# Recommend a AMD Athlon ll x3/x4 or Phenom ll x2 with good motherboard for 8K



## onlyvinodh (Sep 19, 2010)

Hello 
          'm upgrading my old AMD system .My budget is 8K-9K
Please recommend me a 
Good AMD Athlon ll X3/X4 or Phenom ll X2 's  processor
A good motherboard with HDMI,dvi port with ATi on board..
and Ram.
I'm confused . whether to go for athlon ll x3/x4 or phenom x2/x3......
I dont find reviews of phenom ll x3's in net.

anyways 
Thanks In Advance....


----------



## Jaskanwar Singh (Sep 19, 2010)

*Re: Recommend a AMD Athlonll x3/x4 pehnom llx2 with good motherboard for 8K*

there is nothing as phenom II x3.

Athlon II x3 435 @ 3.5k
Gigabyte GA-MA785GMT-US2H @ 4.2k
2GB DDR3 1333MHz @ 2.3k

Total - 10k


----------



## coderunknown (Sep 19, 2010)

*Re: Recommend a AMD Athlonll x3/x4 pehnom llx2 with good motherboard for 8K*

^^ used to be. now discontinued due to high yield of Phenom II X4.


----------



## Jaskanwar Singh (Sep 19, 2010)

*Re: Recommend a AMD Athlonll x3/x4 pehnom llx2 with good motherboard for 8K*

and i completely forgot the x3 720be.
remembered it from anandtech list of best cpus for gaming.


----------



## coderunknown (Sep 19, 2010)

*Re: Recommend a AMD Athlonll x3/x4 pehnom llx2 with good motherboard for 8K*

yes. was a fantasic gaming processor. unlocked multiplier, 6Mb L3, 3 cores (4th was unlockable), good clock rate. well now Phenom II X4 available for that price.


----------



## Cool Buddy (Sep 19, 2010)

*Re: Recommend a AMD Athlonll x3/x4 pehnom llx2 with good motherboard for 8K*

budget too low for phenom or even Athlon II X4. X3 is the best you can get.
Your existing system specs?


----------



## onlyvinodh (Sep 20, 2010)

*Re: Recommend a AMD Athlonll x3/x4 pehnom llx2 with good motherboard for 8K*

So atleast i cud get athlon ll x3 .....................
what are the prime differences between Athlon ll& Phenom ll
 I know one .....6MB L3 cache .......apart from that any thing more ....................
I play games as well 
I tried to play Crysis on my old AMD  but it got crashed.............
 Anyway How is  Phenom ll X2 550, 555 BE ...So i can unlock a core or two if i'm lucky......
i asked my local shops and they said phenom ll x2 is 5200 +tax.....

okay
 Suggest me  whether to go for Phenom ll x2 or  Athlon ll x3/x4?

PLease Help

Thank You



Cool Buddy said:


> budget too low for phenom or even Athlon II X4. X3 is the best you can get.
> Your existing system specs?





how much is phenomll X4 /X3 ..........


----------



## Cool Buddy (Sep 21, 2010)

Phenom X3 is no longer available.
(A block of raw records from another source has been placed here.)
PR #1264, opened 2020-10-11
Reset Timecode in Footage Viewer

ThomasWilshaw:
Resets the current timecode to 0 when the footage in the viewer is
closed.

Hides the end timecode of a viewer whenever the end timecode is equal
to 0.

### DIFF
--- a/app/widget/playbackcontrols/playbackcontrols.cpp
+++ b/app/widget/playbackcontrols/playbackcontrols.cpp
@@ -186,6 +186,10 @@ void PlaybackControls::SetEndTime(const int64_t &r)
   end_tc_lbl_->setText(Timecode::timestamp_to_timecode(end_time_,
                                                        time_base_,
                                                        Core::instance()->GetTimecodeDisplay()));
+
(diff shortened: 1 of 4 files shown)


itsmattkc:
I used some of this, but I didn't think the end timecode label should be hidden if the length is 0 (that would mean it would hide if the timeline was empty too which feels undesirable). I've otherwise implemented this in f137a1bbf348737d53058e73711e6b2951e54895, but thanks for pointing me in the right direction

ThomasWilshaw:
The reason I hid the timecode is that when Olive first opens the end timecodes are not visible. I think with the footage viewer it may be nice as you can be viewing things with different timebases (25, 29.97 etc.) so the format can change between a `:` and a `;`.

itsmattkc:
Yes I figured that was the idea, I just didn't think hiding it on 0 duration was the right approach. But I did make that behavior more consistent by always hiding both timecodes if no media is loaded

ThomasWilshaw:
Cool, makes sense. I hadn't had chance to check the actual commits yet.

PR #1267, opened 2020-10-13
Handle Missing Files

### LINKED ISSUE #1260: [CRASH] Changing location of imported files crashes Olive on project opening
**Commit Hash** 
0.2.0 ac4be090

**Platform**
Windows 10

**Summary**
If the location of the imported files is changed in a Project, Olive crashes opeining the project.

**Steps to Reproduce**

1. Launch Olive and go to: `File > Import...` and import a file (same with all formats)
2. Save the Project
3. Change the location of the imported file in step 1

Olive crashes consistently.

<details><summary><strong>Backtrace</strong></summary><pre><code>

</code></pre></details>

**Additional Information**

ThomasWilshaw:
Fix #1260 and fix sobotka/Olive#101

This is a basic fix for handling missing files on load. If a footage probe returns false the clip/nodes are created but with null pointers for there streams and the clip is marked as `kInvalid` in the project explorer. It would be good to also add a warning message and maybe some kind of visual indicator in the timeline and/or the viewer.

Also need to add a way to relink the footage.

### DIFF
--- a/app/codec/decoder.cpp
+++ b/app/codec/decoder.cpp
@@ -101,12 +101,16 @@ bool Decoder::ProbeMedia(Footage *f, const QAtomicInt* cancelled)
   // Check for a valid filename
   if (f->filename().isEmpty()) {
     qWarning() << "Tried to probe media with an empty filename";
+    f->set_status(Footage::kInvalid);
+    f->set_decoder(QString());
     return false;
   }
 
   // Check file exists
   if (!QFileInfo::exists(f->filename())) {
     qWarning() << "Tried to probe file that doesn't exist:" << f->filename();
+    f->set_status(Footage::kInvalid);
+    f->set_decoder(QString());
     return false;
   }
 
--- a/app/dialog/footageproperties/footageproperties.cpp
+++ b/app/dialog/footageproperties/footageproperties.cpp
@@ -30,8 +30,10 @@
 #include <QListWidget>
 #include <QCheckBox>
 #include <QSpinBox>
+#include <QFileDialog>
 
 #include "core.h"
+#include "codec/decoder.h"
 #include "render/colormanager.h"
 #include "streamproperties/audiostreamproperties.h"
 #include "streamproperties/videostreamproperties.h"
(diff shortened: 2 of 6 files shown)


ThomasWilshaw:
@itsmattkc this is more or less working in a fairly basic way (assuming you're happy with it), I'm just stuck on how to get the media nodes to link to re-linked footage. The media nodes need to somehow remember what their pointer and index _should be_. I was wondering about storing the stream pointer and stream index like this:

```
int stream_index;
quintptr stream_ptr;
```

in the media node so when a relink happens Olive can check through all media nodes and copy these values over. What do you think?

itsmattkc:
Thanks for taking a look at this, but I had some different ideas about its implementation.

Firstly I revamped the probe functions a fair bit in the `otio` branch, which I had been holding off on merging until the OTIO implementation was more complete, but might just be worth merging in now. The work there will unfortunately affect this PR quite a bit.

Secondly, I think the footage streams should be loaded regardless of whether the footage is found. That way we can keep any user settings pertaining to that footage even while its offline, and restore it whenever the footage does relink. That should address your second concern about whether the stream indexes should be stored in the media nodes.

I'm also not confident about there being a "path" entry in the footage properties dialog, but I might warm to it. I would implement some kind of QListWidget dialog after project load to show the user which files are missing and allow them to relink as Premiere and Pro Tools do.

ThomasWilshaw:
No problem. If you don't want to merge the OTIO branch yet I can redo this PR based off the OTIO branch. It'll probably be easier to just start it again either way (and should be quicker now I know a bit what I'm doing ;) ).

The problem I'm having with loading the streams regardless is that if the probe fails no streams are created so there is nothing meaningful that can be passed to the `XMLNodeData` in `Footage::Load`. I had to modify `Footage::stream()` to not throw a wobbly if `streams_` is empty so it now returns a `nullptr` in that case. I can't figure out what I need to pass to where to make sure the `MediaInput` node knows what stream it should eventually get. Does that make sense? That's why I wondered if having the media node store the footage and the stream index.

I agree a list widget appearing on load would be good. I think it would be good to show somewhere in the UI exactly what file a piece of Footage is referencing. I also think there should be a way to re-link any bit of footage whenever you want to (I think most editors can do this), would a new action in the project explorer right click menu be a better place for this?

ThomasWilshaw:
Okay I'll look into that. I notice all the footage Load code is commented out atm in `otio` is that being changed soon?

Cool, I'll move it to there then.

itsmattkc:
Ahh true, I need to fix that. I'll do that today, might even be able to get OTIO merged in too.

Simran-B:
@ThomasWilshaw Just in case that you wanna change this PR's base branch: Click on Edit at the top and select the `otio` branch, i.e. you don't have to create a new PR.

image

ThomasWilshaw:
Thanks I wasn't aware of that :) . It may be that refactoring my code is more work than just starting from scratch though.

Simran-B:
You may also overwrite your local branch to start from scratch, force-push it and - if necessary - change the base branch on GitHub.

ThomasWilshaw:
Ah okay, so as to keep the same GitHub PR going?

Simran-B:
Exactly. I believe the only situation where a new PR is unavoidable is if you try to rename the branch, which automatically closes the existing PR and creates a new branch IIRC.

ThomasWilshaw:
Closing as Matt has covered this in the OTIO branch.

Phenom II X4 945 (which I think is the lowest model available) is around 7k. You can get the Phenom II X2 but unlocking the core is not a sureshot success. I'd say better get Athlon II X4 635 at a similar price.

Phenoms have a unlocked multiplier whereas Athlons' multiplier is locked. So it's easier to overclock a phenom processor and they oc better.


----------



## ssb1551 (Sep 21, 2010)

@onlyvinodh : All I can say u r advised by some of the best guys on this forum(sam,Cool Buddy,Jas)..jus take their advice n c which 1 fits ur budget.Well I think 9k is too less for CPU,MoBo,RAM upgrades!!


----------



## Piyush (Sep 21, 2010)

@OP
it would be nice if u can extend ur budget a bit

anyways 
AMD athlon II X4 630/635 @ 4500/4900
biostar/msi/gigabyte 785 g based mobo @ 3700/4100
2gb ddr3 1333mhz kingston @ 2300

if u are finding this config a lil heavy on the budget then u van change the CPU from x4 to x3

AMD athlon II x3 435 @ 3700 

HOPE THIS HELPS


----------



## Jaskanwar Singh (Sep 21, 2010)

Cool Buddy said:


> Phenom X3 is no longer available. Phenom II X4 945 (which I think is the lowest model available) is around 7k. You can get the Phenom II X2 but unlocking the core is not a sureshot success. I'd say better get Athlon II X4 635 at a similar price.
> 
> Phenoms have a unlocked multiplier whereas Athlons' multiplier is locked. So it's easier to overclock a phenom processor and they oc better.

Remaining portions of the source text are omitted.